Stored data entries
PR #354, opened 2022-10-11
Remove _get_backend_opts from StencilConfig

jdahm:
Also cleanup an inspect call that was accidentally run twice.

### DIFF
--- a/dsl/pace/dsl/stencil_config.py
+++ b/dsl/pace/dsl/stencil_config.py
@@ -1,7 +1,6 @@
 import dataclasses
 import enum
 import hashlib
-import re
 from typing import Any, Callable, Dict, Hashable, Iterable, Optional, Sequence, Tuple
 
 from gtc.passes.oir_pipeline import DefaultPipeline, OirPipeline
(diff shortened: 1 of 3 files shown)


dsl/pace/dsl/stencil_config.py
```diff
@@ -216,36 +217,6 @@ def __eq__(self, other):
...
-            if "backend" not in option or using_option_backend:
-                backend_opts[name] = option["value"]
-
-        if device_sync is not None:
-            backend_opts["device_sync"] = device_sync
-        if format_source is not None:
-            backend_opts["format_source"] = format_source
-
-        return backend_opts
-
```
jdahm, line 248: This was a really confusing function, and we didn't end up ever using the confusing logic here, since we always passed `device_sync` and `format_source` anyway. I replaced this with a simple constant dict that this would have returned.

dsl/pace/dsl/stencil_config.py
```diff
@@ -172,11 +171,13 @@ class StencilConfig(Hashable):
     dace_config: Optional[DaceConfig] = None
 
     def __post_init__(self):
-        self.backend_opts = self._get_backend_opts(
-            self.compilation_config.device_sync, self.compilation_config.format_source
-        )
+        self.backend_opts = {
+            "device_sync": self.compilation_config.device_sync,
+            "format_source": self.compilation_config.format_source,
+        }
```
elynnwu, line 177: This is a good idea. Though I'm a little confused now from looking at `_get_backend_opts`, is there an expected value for the gpu backend? It looks like we've been running with `device_sync=True` for our runs lately.

elynnwu (approved):

dsl/pace/dsl/stencil_config.py
jdahm: Question for myself: does this affect the `dace:*` backends. The runs so far seem to have used `device_sync=True`. We think this should not be a namelist option.

jdahm: > does this affect the dace:* backends?

It adds a `device_sync` call the way other GPU backends do.

PR #362, opened 2022-10-19
Performance test uses driver

elynnwu:
## Purpose

This PR adds a script to do performance test from driver. 

## Code changes:

- Added `driver_performance.sh` to collect performance json file

## Infrastructure changes:

- pace performance test should now use driver instead of dynamics.py

## Checklist

- [ ] You have followed the coding standards guidelines established at [Code Review Checklist](https://drive.google.com/file/d/1R0nqOxfYnzaSdoYdt8yjx5J482ETI2Ft/view?usp=sharing).


driver/pace/driver/driver.py
```diff
@@ -598,11 +599,16 @@ def _critical_path_step_all(
     def step_all(self):
         logger.info("integrating driver forward in time")
         with self.performance_collector.total_timer.clock("total"):
+            self.profiler.enable()
```
elynnwu, line 602: It doesn't actually make sense to have this for dace orchestration, do we want to support this for other backends?

.jenkins/driver_performance.sh
```diff
@@ -0,0 +1,51 @@
...
+#SBATCH --partition=normal
+########################################################
+set -x
+export OMP_NUM_THREADS=12
+export FV3_DACEMODE=BuildAndRun
+srun python -m pace.driver.run ${JENKINS_DIR}/driver_configs/baroclinic_c192_6ranks.yaml
+EOF
+launch_job run.daint.slurm 3600
+
+cat << EOF > results.py
```
twicki, line 39: this should probably live somewhere and not be created on the fly, right?

driver/pace/driver/driver.py
twicki: I would keep it here

util/pace/util/_profiler.py
```diff
@@ -0,0 +1,44 @@
...
+        self._enabled = False
+        self.profiler.dump_stats(filename)
+
+    @property
+    def enabled(self) -> bool:
+        """Indicates whether the profiler is currently enabled."""
+        return self._enabled
+
+
+class NullProfiler(Profiler):
```
twicki, line 24: why are we inheriting from the base-profiler here? This seems dangerous. If we want a base profiler it should be an abc, right?

twicki (changes requested):

.jenkins/driver_performance.sh
elynnwu: Moved to be a separate file.

util/pace/util/_profiler.py
elynnwu: Removed inheritance

twicki (approved):
lgtm

PR #370, opened 2022-10-28
Feature/diagnostics level select

elynnwu:
## Purpose

This PR adds the capability of saving a vertical slice using `z_select` in the diagnostics config.

The expected syntax is as follows:
```
diagnostics_config:
  path: output
  output_format: netcdf
  z_select:
    - level: 1
       names:
         - ua
         - va
    - level: 10
       names:
         - pt  
```

## Code changes:

- diagnostics.py: added `ZSelect` class for storing selected vertical slice and the variables to be saved
   - fix column integral mistake, need to multiple by `1/gravity`

## Checklist


driver/pace/driver/diagnostics.py
```diff
@@ -34,6 +36,35 @@ def cleanup(self):
         ...
 
 
+@dataclasses.dataclass
+class ZSelect:
+    level: int
+    names: List[str]
+
+    def slice_data(self, state: DycoreState):
```
twicki, line 44: technically we select and don't slice here - not super relevant as selecting is a 1-sized slice, but if we actually wan to implement both we might want to rename it here already?

driver/pace/driver/diagnostics.py
```diff
@@ -34,6 +36,35 @@ def cleanup(self):
         ...
 
 
+@dataclasses.dataclass
+class ZSelect:
+    level: int
```
twicki, line 41: what is the main motivation behind 1 level for all names?

driver/pace/driver/diagnostics.py
```diff
@@ -34,6 +36,35 @@ def cleanup(self):
...
+        output = {}
+        for name in self.names:
+            if name not in state.__dict__.keys():
+                raise ValueError(f"Invalid state variable {name} for level select")
+            assert len(getattr(state, name).dims) > 2
+            if getattr(state, name).dims[2] != (
+                pace.util.Z_DIM or pace.util.Z_INTERFACE_DIM
+            ):
+                raise ValueError(
+                    f"z_select only works for state variables with a z dimension. \
```
twicki, line 54: we don't actually have a field that triggers this, right?

twicki (approved):
just a few questions

driver/pace/driver/diagnostics.py
elynnwu: Changed it to select data.

driver/pace/driver/diagnostics.py
elynnwu: That's the more intuitive way for me. Also, ZSelect implies that we are selecting by z level. So I think this makes sense.

driver/pace/driver/diagnostics.py
elynnwu: Correct, while writing test I realized this is not possible based on the current DycoreState.

elynnwu: Added test

PR #375, opened 2022-11-07
Update gt4py on 2022.11.07

jdahm:
## Purpose

Updates the gt4py submodule to a newer version.

## Code changes

This removes the `storage` attribute from `Quantity`.


jdahm:
This requires some fixes which are much easier after https://github.com/ai2cm/pace/pull/377 is merged.

dsl/pace/dsl/dace/orchestration.py
```diff
@@ -36,16 +36,23 @@
...
 
 def _upload_to_device(host_data: List[Any]):
     """Make sure any data that are still a gt4py.storage gets uploaded to device"""
-    for data in host_data:
-        if isinstance(data, gt4py.storage.Storage):
-            data.host_to_device()
+    assert cp is not None
+    for i, data in enumerate(host_data):
+        if isinstance(data, cp.ndarray):
+            host_data[i] = cp.asarray(data)
```
jdahm, line 55: This might need to work in both cases: whether it's a CPU or GPU backend.

stencils/pace/stencils/testing/translate.py
```diff
@@ -204,15 +204,11 @@ def slice_output(self, inputs, out_data=None):
                 )
                 for varname, data_element in data_result.items():
                     index = names_4d.index(varname)
-                    if hasattr(data_element, "synchronize"):
-                        data_element.synchronize()
```
jdahm, line 208: I believe these were unnecessary, but not sure. There is already a call `utils.device_sync(backend=self.stencil_factory.backend)` above this.

util/pace/util/initialization/allocator.py
```diff
@@ -91,9 +101,11 @@ def from_array(
...
         for the given dims.
         """
-        base = self.empty(dims=dims, units=units, dtype=data.dtype)
-        base.data[:] = base.np.asarray(data)
-        return base
+        # TODO: Replace this once aligned_index fix is included.
+        quantity_data = self._numpy.from_array(
+            data, data.dtype, aligned_index=[0] * len(data.shape)
+        )
+        return Quantity(data=quantity_data, dims=dims, units=units)
```
jdahm, line 108: This is a rather large change, but something like this is required because `base.data[:] = base.np.asarray(data)` doesn't work.

util/pace/util/quantity.py
```diff
@@ -489,20 +444,18 @@ def np(self) -> NumpyModule:
...
     @property
     def shape(self):
-        return self.storage.shape
+        return self.data.shape
 
     def __descriptor__(self):
-        if self._storage is None:
-            return None  # trigger DaCe JIT
-        return self._storage.__descriptor__()
+        return None  # trigger DaCe JIT
```
jdahm, line 458: Should get clearer on this before merging too.

constraints.txt
```diff
@@ -38,7 +38,7 @@ babel==2.9.1
     # via sphinx
 backcall==0.2.0
     # via ipython
-backports.entry-points-selectable==1.1.1
+backports-entry-points-selectable==1.1.1
```
mcgibbon, line 41: Any idea why these changed?

driver/pace/driver/driver.py
```diff
@@ -595,9 +595,9 @@ def _critical_path_step_all(
                     self.end_of_step_update(
                         dycore_state=self.state.dycore_state,
                         phy_state=self.state.physics_state,
-                        u_dt=self.state.tendency_state.u_dt.storage,
-                        v_dt=self.state.tendency_state.v_dt.storage,
-                        pt_dt=self.state.tendency_state.pt_dt.storage,
+                        u_dt=self.state.tendency_state.u_dt.data,
+                        v_dt=self.state.tendency_state.v_dt.data,
+                        pt_dt=self.state.tendency_state.pt_dt.data,
                         dt=float(dt),
```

_Exercise directions_
Wherever a line holds the word "DycoreState", copy that line out of the entries above.

_Written reply_
+    def slice_data(self, state: DycoreState):
elynnwu: Correct, while writing test I realized this is not possible based on the current DycoreState.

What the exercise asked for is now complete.